The patent number of konchang invented by great-connection-day-good electronics limited company is CN 201611210098 'high-precision camera calibration method based on mixed distortion model', invented the camera parameter calibration method considering various distortions, and the method utilizes the extracted sub-pixel information of the mark points on the template image to solve the imaging model parameters. Firstly, separating internal and external parameters from a homography matrix, and then, optimizing and solving the radial distortion coefficient and the eccentric distortion coefficient of the lens through an improved LM algorithm.
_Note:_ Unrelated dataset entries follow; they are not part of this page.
PR #462, opened 2021-04-02
RUMM-1087 Standalone binary distribution

buranmert:
### What and why?

We need to provide our SDK as pre-build binaries to the users who don't use any package managers.

### How?

We build our SDK with `carthage --use-xcframeworks --no-skip-current` and then will upload the zipped `Carthage/Build/` folder to Github release

I tried the script in my personal fork first, you can see the output [here](https://github.com/buranmert/dd-sdk-ios/releases/tag/0.0.1)

### TODO

- [ ] https://github.com/DataDog/dd-sdk-ios/pull/461 should be merged first

### Review checklist

### DIFF
--- a/tools/standalone-binary-distro/make_distro_builds.sh
+++ b/tools/standalone-binary-distro/make_distro_builds.sh
@@ -1,0 +1,46 @@
+#!/bin/zsh
+
+gh auth status;
+if [[ $? != 0 ]]; then
+  exit 1
+fi
+
+SDK_VERSION=$(git describe --exact-match --tags)
+if [[ $? != 0 ]]; then
+  echo "❌ Aborting: HEAD doesn't have a tag!"  
+  exit 2
+elif [[ `git status --porcelain` ]]; then
+  echo "❌ Aborting: Working directory has changes!"
+  exit 3
+elif [ ! -f "Cartfile" ]; then
+	echo "❌ Aborting: \`make_distro_builds.sh\` must be run from the same place with `Cartfile`"
+  exit 4
+fi
+OUT_FILENAME="Datadog-$SDK_VERSION.zip"
+
+# create temporary xcconfig for carthage build
+set -euo pipefail
+xcconfig=$(mktemp /tmp/static.xcconfig.XXXXXX)
+trap 'rm -f "$xcconfig" ;' INT TERM HUP EXIT
+echo "BUILD_LIBRARY_FOR_DISTRIBUTION = YES" >> $xcconfig
+export XCODE_XCCONFIG_FILE="$xcconfig"
+
+# clear existing carthage artifacts
+rm -rf Carthage/
+rm Cartfile.resolved
+
+# fetch 3rd party deps via carthage
+echo "carthage bootstrap with no build..."
+carthage bootstrap --no-build
+
+echo "carthage build..."
+carthage build --platform iOS --use-xcframeworks --no-skip-current
+
+# zip artifacts
+cd Carthage/Build/
+zip --symlinks -r $OUT_FILENAME *.xcframework
+mv $OUT_FILENAME ../../$OUT_FILENAME
+cd ../../
+
+# upload zip
+gh release upload $SDK_VERSION $OUT_FILENAME -R DataDog/dd-sdk-ios
--- a/tools/standalone-binary-distro/make_distro_builds.sh
+++ b/tools/standalone-binary-distro/make_distro_builds.sh
@@ -27,7 +27,6 @@ export XCODE_XCCONFIG_FILE="$xcconfig"
 
 # clear existing carthage artifacts
 rm -rf Carthage/
-rm Cartfile.resolved
 
 # fetch 3rd party deps via carthage
 echo "carthage bootstrap with no build..."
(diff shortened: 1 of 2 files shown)


tools/standalone-binary-distro/make_distro_builds.sh
```diff
@@ -0,0 +1,46 @@
...
+# create temporary xcconfig for carthage build
+set -euo pipefail
+xcconfig=$(mktemp /tmp/static.xcconfig.XXXXXX)
+trap 'rm -f "$xcconfig" ;' INT TERM HUP EXIT
+echo "BUILD_LIBRARY_FOR_DISTRIBUTION = YES" >> $xcconfig
+export XCODE_XCCONFIG_FILE="$xcconfig"
+
+# clear existing carthage artifacts
+rm -rf Carthage/
+rm Cartfile.resolved
```
ncreated, line 30: Why deleting [`Cartfile.resolved`](https://github.com/DataDog/dd-sdk-ios/blob/dogfooding/Cartfile.resolved)? If removed the `carthage bootstrap` will use up-to-date versions of our dependencies, not the one that we work against.

tools/standalone-binary-distro/make_distro_builds.sh
```diff
@@ -0,0 +1,46 @@
...
+carthage build --platform iOS --use-xcframeworks --no-skip-current
+
+# zip artifacts
+cd Carthage/Build/
+zip --symlinks -r $OUT_FILENAME *.xcframework
+mv $OUT_FILENAME ../../$OUT_FILENAME
+cd ../../
+
+# upload zip
+gh release upload $SDK_VERSION $OUT_FILENAME -R DataDog/dd-sdk-ios
```
ncreated, line 46: `-R DataDog/dd-sdk-ios` is redundant - we'll be running this tool from our repo.
```suggestion
gh release upload $SDK_VERSION $OUT_FILENAME
```

tools/standalone-binary-distro/make_distro_builds.sh
```diff
@@ -0,0 +1,46 @@
...
+echo "carthage bootstrap with no build..."
+carthage bootstrap --no-build
+
+echo "carthage build..."
+carthage build --platform iOS --use-xcframeworks --no-skip-current
+
+# zip artifacts
+cd Carthage/Build/
+zip --symlinks -r $OUT_FILENAME *.xcframework
+mv $OUT_FILENAME ../../$OUT_FILENAME
```
ncreated, line 42: This will leave the repo dirty - quite annoying to always delete this file after `make ship`. Can't we upload it directly from `Carthage/Build/$OUT_FILENAME`? The `Carthage` folder is already git-ignored.

tools/standalone-binary-distro/make_distro_builds.sh
```diff
@@ -0,0 +1,46 @@
...
+# clear existing carthage artifacts
+rm -rf Carthage/
+rm Cartfile.resolved
+
+# fetch 3rd party deps via carthage
+echo "carthage bootstrap with no build..."
+carthage bootstrap --no-build
+
+echo "carthage build..."
+carthage build --platform iOS --use-xcframeworks --no-skip-current
```
ncreated, line 37: How does it know to also build our `Datadog` frameworks? Does the `--no-skip-current` make it lookup `.xcschemes` in current hierarchy?

ncreated (changes requested):

tools/standalone-binary-distro/make_distro_builds.sh
```diff
@@ -0,0 +1,46 @@
...
+
+gh auth status;
+if [[ $? != 0 ]]; then
+  exit 1
+fi
+
+SDK_VERSION=$(git describe --exact-match --tags)
+if [[ $? != 0 ]]; then
+  echo "❌ Aborting: HEAD doesn't have a tag!"  
+  exit 2
```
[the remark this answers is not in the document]
buranmert: i didn't understand what you tried to solve here 🤔 can you explain a bit more?

this script can be run outside of `make ship` command too and you must be in a commit that is tagged while running this script, otherwise you may create binaries from `commit1` and upload it to `release2`

tools/standalone-binary-distro/make_distro_builds.sh
buranmert: yes

tools/standalone-binary-distro/make_distro_builds.sh
buranmert: i'll keep it because if the repo has other remotes, `gh` doesn't tell you which repo it tries when it fails.
do you think it may cause problems?

tools/standalone-binary-distro/make_distro_builds.sh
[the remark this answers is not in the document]
ncreated: Ah I see. So this indeed requires fetching the tag from remote - makes sense for the consistency 👍.

tools/standalone-binary-distro/make_distro_builds.sh
ncreated: No problem at all 👌, just noting this for the solution simplicity (less code). I don't think we'd ever have a scenario for adding remote (IMO equally possible as changing the repo / org name 😉).

tools/standalone-binary-distro/make_distro_builds.sh
buranmert: this may make `carthage bootstrap` unneeded, unresolving the discussion for a moment ⏳

tools/standalone-binary-distro/make_distro_builds.sh
buranmert: to be clear, in my local i have 2 remotes (my fork and upstream)
actually, i added my fork to test this PR and will probably remove it after but that's why i add `-R` in the first place.

ncreated (approved):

Although the distortion parameter of the lens can be obtained by the method, the depth of field dimension of imaging and the unevenness of distortion distribution on the image are not considered, and the method has low resolution precision on the lens distortion. The invention discloses an improved method for solving intrinsic parameters, extrinsic parameters and distortion coefficients of a camera, which is invented by Liuxin sea and the like of Nanjing science and engineering university and has the patent number of CN 201710718981 'a method for calibrating a camera based on an improved distortion model'. First, the method solves for the approximate initial values of the intrinsic parameters from the camera model by means of the orthogonal properties of the matrix. Then, according to the constraint equation and the homography matrix, other parameters except distortion coefficients in the camera model are solved. And finally, combining Zhangzhen friend and Heikkila models, and optimizing and solving the distortion coefficient of the camera through an LM algorithm. The method disclosed by the invention only uses a group of distortion coefficients to express the distortion condition of the image, and does not incorporate the depth dimension of the imaged image and the image distortion partition into a lens distortion model.
Disclosure of Invention
The invention provides a lens distortion model considering distortion partitions such as depth of field dimension, space and the like, and aims to overcome the defects of the prior art.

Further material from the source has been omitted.